Material for the task
PR #1268, opened 2017-08-29
add kexec recipe

furlongm:
Installs kexec-tools and configures kexec to load on reboot. This makes reboots take less than 30 seconds as the kernel is loaded directly from shutdown sequence by kexec.


furlongm:
No output as per PR description

PR #1271, opened 2017-08-31
add bcpc-extra cookbook

furlongm:


srsakhamuri:
Do we need the CHANGELOG? or is it auto generated some how

furlongm:
Autogenerated and foodcritic complains if it's not there. Usually the correct thing is to have a changelog.

PR #1280, opened 2017-09-21
use rfc1918 ip addresses for default values

furlongm:
Tested and confirmed working locally.

### DIFF
--- a/cookbooks/bcpc/attributes/default.rb
+++ b/cookbooks/bcpc/attributes/default.rb
@@ -140,8 +140,8 @@ default['bcpc']['management']['firewall_tcp_ports'] = [
 default['bcpc']['metadata']['ip'] = "169.254.169.254"
 
 default['bcpc']['storage']['netmask'] = "255.255.255.0"
-default['bcpc']['storage']['cidr'] = "100.100.0.0/24"
-default['bcpc']['storage']['gateway'] = "100.100.0.1"
+default['bcpc']['storage']['cidr'] = "10.17.2.0/24"
+default['bcpc']['storage']['gateway'] = "10.17.2.1"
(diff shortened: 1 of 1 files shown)


kamidzi:
Please provide some output for your testing.

cookbooks/bcpc/attributes/default.rb
```diff
@@ -157,9 +157,9 @@
 # to be set properly
 default['bcpc']['floating']['interface-parent'] = nil
 
-default['bcpc']['fixed']['cidr'] = "1.127.0.0/16"
+default['bcpc']['fixed']['cidr'] = "10.17.16.0/20"
```
kamidzi: Is there reason to use a smaller network?

furlongm: The larger the network, the greater the risk of overlap in rfc1918 address space. We don't actually need a /20 for testing (which is where this value is used mostly).

kelvk:
This will impact population of DNS records for fixed network. See #1202. It still is assumed to be classful.

furlongm:
"Current DNS zone configuration assumes float subnets are classful (/8, /16) and this could result in incorrect DNS resolution on VMs." - is this something that could be fixed in the DNS zone configuration?

kelvk:
Yes. https://github.com/bloomberg/chef-bcpc/blob/master/cookbooks/bcpc/recipes/powerdns.rb#L121 is probably the place to start.

bcpc:
@furlongm #1280 rebased on master with singlehead: is successful! click https://cloud-infra.jaas.dev.bloomberg.com/job/bcpc/job/jenkins/job/master/177/

PR #1610, opened 2019-10-18
disable placement api healthcheck

furlongm:


furlongm:
Also submitted https://storyboard.openstack.org/#!/story/2006741

PR #1614, opened 2019-11-04
Revert health checks

justinjpacheco:
these changes don't work on multi-head deployments. reverting until resolved


furlongm:
Can you give an example of how they do not work?

justinjpacheco:
during the second pass of the headnode installation the services failed to respond to any calls. eg openstack user list despite all services reporting up including mysql and rabbit. i reverted the above commits, re-ran automation and it worked. i suspect everything worked until haproxy was updated to use all 3 headnodes instead of the local headnode

furlongm:
Can you reproduce this issue? I tried to reproduce with the `3h3w.yml` topology but the build completed successfully 3 times in a row.

If you can reproduce, it would be helpful to provide the output of `openstack user list --debug` or `openstack token issue --debug`, if possible.

PR #1620, opened 2019-11-22
A quick 1-line patch to support disabling multipathing for NVME devices

desrod:
Small, 1-line fix to address re-enumerating NVME storage devices, which breaks Ceph OSDs when underlying block devices fail or are replaced.

### DIFF
--- a/ansible/playbooks/roles/common/defaults/main/chef.yml
+++ b/ansible/playbooks/roles/common/defaults/main/chef.yml
@@ -18,6 +18,7 @@ chef_environment:
         cmdline_linux:
           - net.ifnames=0
           - biosdevname=0
+          - nvme_core.multipath=0
       nova:
         cpu_config:
           cpu_mode: custom


ansible/playbooks/roles/common/defaults/main/chef.yml
```diff
@@ -18,6 +18,7 @@ chef_environment:
         cmdline_linux:
           - net.ifnames=0
           - biosdevname=0
+          - nvme_core.multipath=0
```
comay: I don't think this is going to actually have any effect on real clusters, only virtual ones. Instead, I think a section of the form

```
      grub:
        cmdline_linux:
          - nvme_core.multipath=0
```

needs to be added to the appropriate cluster's `chef_environment.yml` file. I would double check with Justin though.

desrod: I'm reverting this and replacing it with another in system.rb, PR inflight shortly.

PR #1622, opened 2019-12-09
use correct jinja2 boolean logic

furlongm:


ansible/playbooks/roles/common/templates/ssh/sshd_config.j2
```diff
@@ -19,7 +19,7 @@ Protocol 2
 Port 22
 {% if ansible_virtualization_type == 'virtualbox' %}
 ListenAddress {{ virtualbox['nat_ip'] }}
-{% elif libvirt_kvm_guest == True %}
+{% elif libvirt_kvm_guest %}
```
justinjpacheco: this is not correct, this fails in metal environments, it treats the existence as true, it needs to be tested to see that it is false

Exercise
Print the whole listing above exactly, please.

Completed exercise
PR #1268, opened 2017-08-29
add kexec recipe

furlongm:
Installs kexec-tools and configures kexec to load on reboot. This makes reboots take less than 30 seconds as the kernel is loaded directly from shutdown sequence by kexec.


furlongm:
No output as per PR description

PR #1271, opened 2017-08-31
add bcpc-extra cookbook

furlongm:


srsakhamuri:
Do we need the CHANGELOG? or is it auto generated some how

furlongm:
Autogenerated and foodcritic complains if it's not there. Usually the correct thing is to have a changelog.

PR #1280, opened 2017-09-21
use rfc1918 ip addresses for default values

furlongm:
Tested and confirmed working locally.

### DIFF
--- a/cookbooks/bcpc/attributes/default.rb
+++ b/cookbooks/bcpc/attributes/default.rb
@@ -140,8 +140,8 @@ default['bcpc']['management']['firewall_tcp_ports'] = [
 default['bcpc']['metadata']['ip'] = "169.254.169.254"
 
 default['bcpc']['storage']['netmask'] = "255.255.255.0"
-default['bcpc']['storage']['cidr'] = "100.100.0.0/24"
-default['bcpc']['storage']['gateway'] = "100.100.0.1"
+default['bcpc']['storage']['cidr'] = "10.17.2.0/24"
+default['bcpc']['storage']['gateway'] = "10.17.2.1"
(diff shortened: 1 of 1 files shown)


kamidzi:
Please provide some output for your testing.

cookbooks/bcpc/attributes/default.rb
```diff
@@ -157,9 +157,9 @@
 # to be set properly
 default['bcpc']['floating']['interface-parent'] = nil
 
-default['bcpc']['fixed']['cidr'] = "1.127.0.0/16"
+default['bcpc']['fixed']['cidr'] = "10.17.16.0/20"
```
kamidzi: Is there reason to use a smaller network?

furlongm: The larger the network, the greater the risk of overlap in rfc1918 address space. We don't actually need a /20 for testing (which is where this value is used mostly).

kelvk:
This will impact population of DNS records for fixed network. See #1202. It still is assumed to be classful.

furlongm:
"Current DNS zone configuration assumes float subnets are classful (/8, /16) and this could result in incorrect DNS resolution on VMs." - is this something that could be fixed in the DNS zone configuration?

kelvk:
Yes. https://github.com/bloomberg/chef-bcpc/blob/master/cookbooks/bcpc/recipes/powerdns.rb#L121 is probably the place to start.

bcpc:
@furlongm #1280 rebased on master with singlehead: is successful! click https://cloud-infra.jaas.dev.bloomberg.com/job/bcpc/job/jenkins/job/master/177/

PR #1610, opened 2019-10-18
disable placement api healthcheck

furlongm:


furlongm:
Also submitted https://storyboard.openstack.org/#!/story/2006741

PR #1614, opened 2019-11-04
Revert health checks

justinjpacheco:
these changes don't work on multi-head deployments. reverting until resolved


furlongm:
Can you give an example of how they do not work?

justinjpacheco:
during the second pass of the headnode installation the services failed to respond to any calls. eg openstack user list despite all services reporting up including mysql and rabbit. i reverted the above commits, re-ran automation and it worked. i suspect everything worked until haproxy was updated to use all 3 headnodes instead of the local headnode

furlongm:
Can you reproduce this issue? I tried to reproduce with the `3h3w.yml` topology but the build completed successfully 3 times in a row.

If you can reproduce, it would be helpful to provide the output of `openstack user list --debug` or `openstack token issue --debug`, if possible.

PR #1620, opened 2019-11-22
A quick 1-line patch to support disabling multipathing for NVME devices

desrod:
Small, 1-line fix to address re-enumerating NVME storage devices, which breaks Ceph OSDs when underlying block devices fail or are replaced.

### DIFF
--- a/ansible/playbooks/roles/common/defaults/main/chef.yml
+++ b/ansible/playbooks/roles/common/defaults/main/chef.yml
@@ -18,6 +18,7 @@ chef_environment:
         cmdline_linux:
           - net.ifnames=0
           - biosdevname=0
+          - nvme_core.multipath=0
       nova:
         cpu_config:
           cpu_mode: custom


ansible/playbooks/roles/common/defaults/main/chef.yml
```diff
@@ -18,6 +18,7 @@ chef_environment:
         cmdline_linux:
           - net.ifnames=0
           - biosdevname=0
+          - nvme_core.multipath=0
```
comay: I don't think this is going to actually have any effect on real clusters, only virtual ones. Instead, I think a section of the form

```
      grub:
        cmdline_linux:
          - nvme_core.multipath=0
```

needs to be added to the appropriate cluster's `chef_environment.yml` file. I would double check with Justin though.

desrod: I'm reverting this and replacing it with another in system.rb, PR inflight shortly.

PR #1622, opened 2019-12-09
use correct jinja2 boolean logic

furlongm:


ansible/playbooks/roles/common/templates/ssh/sshd_config.j2
```diff
@@ -19,7 +19,7 @@ Protocol 2
 Port 22
 {% if ansible_virtualization_type == 'virtualbox' %}
 ListenAddress {{ virtualbox['nat_ip'] }}
-{% elif libvirt_kvm_guest == True %}
+{% elif libvirt_kvm_guest %}
```
justinjpacheco: this is not correct, this fails in metal environments, it treats the existence as true, it needs to be tested to see that it is false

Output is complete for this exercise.